Hal tersebut diperkuat dengan penelitian Indeks Potensi Radikalisme BNPT yang menunjukkan potensi terpapar lebih tinggi pada wanita, generasi muda, khususnya Gen Z umur 11 -- 26 tahun dan mereka yang aktif di Internet.
Penyebaran paham radikalisme kepada kelompok rentan itu dilakukan secara sistematis, masif, dan terencana dengan memanfaatkan jumlah penganut agama, memanipulasi berbagai simbol, dan atribut agama.
Radikalisme merupakan paham atau aliran yang menginginkan perubahan atau pembaharuan sosial dan politik dengan cara kekerasan dan menargetkan terjadinya perubahan drastis yang diinginkan.
Biasanya, orang-orang atau kelompok yang sudah terpapar radikalisme lebih mudah menjiwai aksi terorisme sehingga radikalisme bisa dikatakan sebagai cikal bakal fase menuju terorisme.
Untuk itu dalam mengatasi terorisme, paham radikalisme yang ada pada orang atau kelompok tertentu harus diberantas terlebih dahulu.
Dalam hal tersebut, Pemerintah melalui BNPT menggiatkan program deradikalisasi untuk menetralkan pemikiran-pemikiran kelompok maupun orang yang sudah terpapar radikalisme sehingga memberikan mereka kesempatan untuk kembali ke masyarakat dengan sikap yang lebih positif.
Program deradikalisasi dilakukan di dalam lembaga pemasyarakatan (lapas) khusus teroris serta di luar lapas.

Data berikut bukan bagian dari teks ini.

PR #696, opened 2017-05-05
Encourage parsing other attributes. Fixes #667

### LINKED ISSUE #667: Unknown attribute handling
Section 5.7.2 should include a statement (probably at the end) that implementations may know and process attributes other than those described in this section.

ekr:
Not sure I love what I have done here.

### DIFF
--- a/draft-ietf-rtcweb-jsep.xml
+++ b/draft-ietf-rtcweb-jsep.xml
@@ -3268,9 +3268,10 @@ candidate:1 1 UDP 1694498815 192.0.2.33 10000 typ host
             stored.</t>
           </list></t>
 
-          <t>As required by
-          <xref target="RFC4566"></xref>, Section 5.13, unknown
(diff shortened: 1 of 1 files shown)


draft-ietf-rtcweb-jsep.xml
```diff
@@ -3265,7 +3265,8 @@ candidate:1 1 UDP 1694498815 192.0.2.33 10000 typ host
             stored.</t>
           </list></t>
 
-          <t>As required by
+          <t>This list is non-exhaustive and implementations SHOULD
```
juberti: "This list is non-exhaustive" makes it seem like we may have overlooked something. I would write this as:

> Other attributes that are not relevant to JSEP may also be present, and implementations SHOULD process any that they recognize. As required by...

Note also that this text should also be included in the handling of media-level attrs below (line 3436).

Di dalam lapas, program deradikalisasi dijalankan terpusat di Pusat Deradikalisasi (Pusderad) BNPT melalui Lapas Khusus Klas II B Sentul.
Ibarat sebuah sekolah, Pusderad, yang didirikan pada 2017, menjadi wadah untuk mengubah pola pikir dan pola perilaku seseorang yang tadinya eksklusif menjadi inklusif, serta melengkapi mitra deradikalisasi dengan berbagai keahlian sebagai bekal untuk kembali ke masyarakat.
Kolaborasi
Dalam mencegah berkembangnya paham radikalisme di masyarakat, BNPT tidak bisa sendiri. Diperlukan kolaborasi dari berbagai pihak maupun elemen masyarakat, hingga internasional.
Untuk itu bersama-sama dengan beberapa sekolah, BNPT menyelenggarakan program Sekolah Damai sebagai pendidikan dan pelatihan bagi siswa tentang bahaya radikalisme dan terorisme serta cara mengenali tanda-tanda awalnya.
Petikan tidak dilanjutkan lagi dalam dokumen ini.